Match any character with the dot

Metacharacter is a simple way to match character groups of any character. If we need to use a placeholder "match any character" in the expression, it is very convenient to use the DoT number.


Match any subexpression

Metacharacter | it is a very concise metacharacter, which means "or ". With it, we can combine different subexpressions into a total expression, and this total expression can match any subexpression.

Option Element

Now let's look at the matching of color and color. The difference between them is that there is more u Than the previous word. Can we use coloru? R to solve this problem. Metacharacters? (That is, the question mark) indicates the option. Adding it to the end of a character indicates that this character is allowed here, but its appearance is not a necessary condition for successful matching.

Other quantifiers: repeated occurrence

+ (Plus sign) and * (asterisk) are used similarly to question marks. Metacharacters + indicates that the elements that are adjacent to each other appear once or multiple times, while * indicates that the elements that are adjacent to the same group appear multiple times or not.
Next, let's look at a TAG like

Brackets and reverse references

So far, we have seen two uses of parentheses: 1. limit the range of multiple options; 2. combine several characters into a unit, which is affected by quantifiers such as question marks or asterisks. Now I want to introduce another use of parentheses, that is, reverse reference. Although it is not common in egrep (the popular GNU version does support this function ), but it is common in other tool software.
In tool software that supports reverse reference, parentheses can "remember" The text in which the sub-expressions match. No matter what the text is, metacharacters \ 1 can remember them.

Of course, we can use multiple parentheses in an expression. Use \ 1, \ 2, \ 3, and so on to represent the text matching the brackets in the first, second, and third groups. Brackets follow the opening brackets ('order of appearance from left to right, so ([a-z]) ([0-9]) in \ 1 \ 2, \ 1 represents the content that [a-z] matches, while \ 2 represents the content that [0-9] matches.

Magic escape
Sometimes, we may need to match some. + *? But they are also meta symbols. Therefore, we can add a \ escape character before them to match these special metasymbols. For example, if the host name ega.att.com of an Internet host is matched, it can be written as example \. att \. com.

 
Some useful notes
\ T Tab
\ N linefeed
\ R carriage return
\ S any blank characters, such as spaces, line breaks, tab indentation, and other blank characters
\ S any character except \ s
\ W [a-zA-Z0-9] is useful in \ w + and can be used to match a word
\ W any character except \ w
\ D [0-9], which is a number
\ D any character except \ d, that is, [^ 0-9]

 

Related Article

Contact Us

The content source of this page is from Internet, which doesn't represent Alibaba Cloud's opinion; products and services mentioned on that page don't have any relationship with Alibaba Cloud. If the content of the page makes you feel confusing, please write us an email, we will handle the problem within 5 days after receiving your email.
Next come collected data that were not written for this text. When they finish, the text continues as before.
PR #2318, opened 2025-10-16
Complete v6 server import

bartvanb:
- Fix todo's in v6 server import
  - better checks on input file
  - other minor stuff
- fix delete_dependents for collaboration
- change image pull policy to always pull (it was not using new versions of dev images but also in future it is important to use latest node/server/... image when starting the chart)

### DIFF
--- a/vantage6/vantage6/cli/server/import_.py
+++ b/vantage6/vantage6/cli/server/import_.py
@@ -1,6 +1,7 @@
 import click
 import requests
 import yaml
+from marshmallow import Schema, ValidationError, fields, post_load
 
 from vantage6.common import error, info
 from vantage6.common.globals import (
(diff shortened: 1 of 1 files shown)


vantage6-server/vantage6/server/resource/collaboration.py
```diff
@@ -664,6 +665,8 @@ def delete(self, id):
                     node.delete()
                 for study in collaboration.studies:
                     study.delete()
+                for session in collaboration.sessions:
+                    session.delete()
```
frankcorneliusmartin: I think we need the dataframes in this case too?

bartvanb: The `session.delete()` function already deletes the dataframes

frankcorneliusmartin (approved):

PR #2325, opened 2025-10-21
Improve exception logging

bartvanb:


vantage6-backend-common/vantage6/backend/common/resource/error_handling.py
```diff
@@ -86,6 +86,7 @@ def wrapper(*args, **kwargs):
             ForbiddenError,
             InternalServerError,
         ) as e:
+            log.exception(e)
```
frankcorneliusmartin: There is good reason why we do not log the exceptions for (most) of these exceptions, it would clutter the log file of the server when bots (or weird users) are touching our API. So I would suggest making this a little less verbose.

These exceptions can all be triggered by users: `UnauthorizedError`, `NotFoundError`, `BadRequestError` and `ForbiddenError`. I would suggest muting these completely. 

I think logging the `InternalServerError` makes sense as we don't know what is going on. So a simple suggestion would be to move the `InternalServerError` to the other except:

```python
except (Exception, InternalServerError) as e:
    log.exception(e)
```

Any particular reason you needed more verbose exception handling? Alternatively we can make an option as en env var so that these errors are logged.

frankcorneliusmartin (changes requested):

PR #2340, opened 2025-10-23
Fix node restart

bartvanb:
Also added temp sleep to make it work, but that should be resolved in other issue


bartvanb:
> > Also added temp sleep to make it work, but that should be resolved in other issue
> 
> I guess you mean the `--timeout` and `--wait` flags here? Because indeed this will return a non zero exit code if the resources have not stopped within this timeframe.

Nope I first had an ugly temporary `sleep` solution which the second commit fixed. So that comment was no longer valid

PR #2358, opened 2025-10-27
Bugfix/#2233 prepro df not ready

bartvanb:


vantage6-server/vantage6/server/resource/task.py
```diff
@@ -747,6 +758,32 @@ def _delete_subtasks(task: db.Task) -> None:
...
 
+    def _handle_last_session_task(self, task: db.Task) -> None:
+        """
+        Handle the last session task for a dataframe.
+        """
+        if task.action == AlgorithmStepType.DATA_EXTRACTION:
+            raise ForbiddenError(
+                "You cannot delete the data extraction task for a dataframe. Delete "
+                "the dataframe instead."
+            )
```
frankcorneliusmartin: This should also be covered by `task.dataframe.ready()`? As if it isnt ready, there is no data frame to delete?

PR #2385, opened 2025-11-03
Check that job pods are available before selecting them from a list

### LINKED ISSUE #1967: [Feature Request] Check for `FAILED` status when waiting for the POD to be running
**Problem description**
The moment you start watching it might have already failed. This we need to check for statuses that are > running.

## Original TODO in the code
https://github.com/vantage6/vantage6/blob/9ec91291deb9d6669ef397c77619d377f3125804/vantage6-node/vantage6/node/k8s/container_manager.py#L611-L616

bartvanb:
Fix #1967 - note that the original problem from that issue is no longer present in the code, however, when I checked the current code, I saw something that potentially could fail so fixed that

### DIFF
--- a/vantage6-node/vantage6/node/k8s/container_manager.py
+++ b/vantage6-node/vantage6/node/k8s/container_manager.py
@@ -581,6 +581,7 @@ class ContainerManager:
         # policy
 
         status = self.__wait_until_pod_running(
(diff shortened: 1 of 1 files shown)


frankcorneliusmartin (approved):
Nice catch!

If you find any instances of plagiarism from the community, please send an email to: info-contact@alibabacloud.com and provide relevant evidence. A staff member will contact you within 5 working days.

A Free Trial That Lets You Build Big!

Start building with 50+ products and up to 12 months usage for Elastic Compute Service

  • Sales Support

    1 on 1 presale consultation

  • After-Sales Support

    24/7 Technical Support 6 Free Tickets per Quarter Faster Response

  • Alibaba Cloud offers highly flexible support services tailored to meet your exact needs.